As a writer I'm tempted to analogize this as, like, the butterfly effect, or as the flash of some distant supernova reaching Earth a billion years later, where someone takes it as a sign they should sow beans instead of corn. I'm tempted to analogize it, in other words, because analogy is the lasso you throw around some new strange thing when you need to pull it closer and make sense of it. But a butterfly flapping its wings on the far side of the world is still a real thing that happened; you just couldn't see it. A supernova is still a real thing that happened, and whatever idea it later gave somebody, or whatever meaning somebody superimposed onto the sight of it, is pegged to the reality of it.
That's not this. These pure financial abstractions, these imaginary entities and instruments that exist for absolutely no other purpose than to transform money into more money, can't help but be misrepresented by any attempt to transfer the meaning of some real thing onto them. It's just something somebody made up out of nothing. At their closest pass to the real world, where living beings do work and feed their families and trade their labors for the necessities of life, the stock market might be most like the horrible folie à deux stories of sick people who lose themselves in a story of their own invention and decide they have to murder somebody to appease the Slender Man. Or the guy who decided he had to shoot up a pizza parlor to disrupt the Satanic cannibal pedophile cult holding meetings in its basement. The actions and the impacts are real, but they spring from nothing that could properly be called something. They feel real, and carry the weight of reality, because everyone in this society is told at every turn that they are real, that they're the governing substrate of your life and the most meaningful indices of the state of the real physical world you can see with your eyes and touch with your skin. The numbers that go up and down do not just reflect a reality, in this understanding, but embody a higher and somehow more real form of it. You start with them, and then pull the rest of observable reality into a straight line behind it.
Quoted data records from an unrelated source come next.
Issue #11291, opened 2021-07-06
console.log in repl invalid escape sequence hangs forever


littledivy:
This is only specific to the repl.

Steps to reproduce:
```
divy@lappy:~$ deno -V
deno 1.11.5

divy@lappy:~$ deno
Deno 1.11.5
exit using ctrl+d or close()
> console.log("\u");

<hangs forever>
```

Expected behaviour:

Node.js: `Uncaught SyntaxError: Invalid Unicode escape sequence`
Firefox 89.0.2: `SyntaxError: malformed Unicode character escape sequence`

caspervonb:
Regression from the refactor and moving inspector around? pretty sure we fixed this before...

littledivy:
Looks like it doesn't accept the input in the first place when I press enter.

caspervonb:
Smaller reproduction:
```ts
String("\u")
```

Or even:
```ts
function a(x) {}
a("\u")
```

caspervonb:
Absolute minimal reproduction:

```ts
("\u")
```

caspervonb:
Remove label console/extensions.
Add label repl.

devcui:
```
devcui@macross ~ % deno -V
deno 1.11.5
devcui@macross ~ % deno
Deno 1.11.5
exit using ctrl+d or close()
> console.log("\u8bf7");
请
undefined
>
```

unicode was alright

bitoku:
If anyone isn't woking on this, I want to tackle this issue!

Is that true? Or real? As I write this, a day and a half after I started writing it (get off my case!), GameStop's stock is trading at $337 a share, an increase of 8,425 percent over where it was trading back in July, an astounding explosion of value and wealth. Every media outlet I can think of has covered this, explained it, warned against its portents or hailed its significance. What convinced some investors to believe in GameStop's potential in the first place, back at the beginning of this imaginary war between longs and shorts, was that it had a new plan to close a bunch of its physical stores and move more of its business online. Its costs would be lower as a result; it would become leaner; it would be better positioned to weather the changing retail environment. GameStop would be a better investment. All of these are ways of saying that real people were not going to get paychecks anymore, in the middle of a pandemic.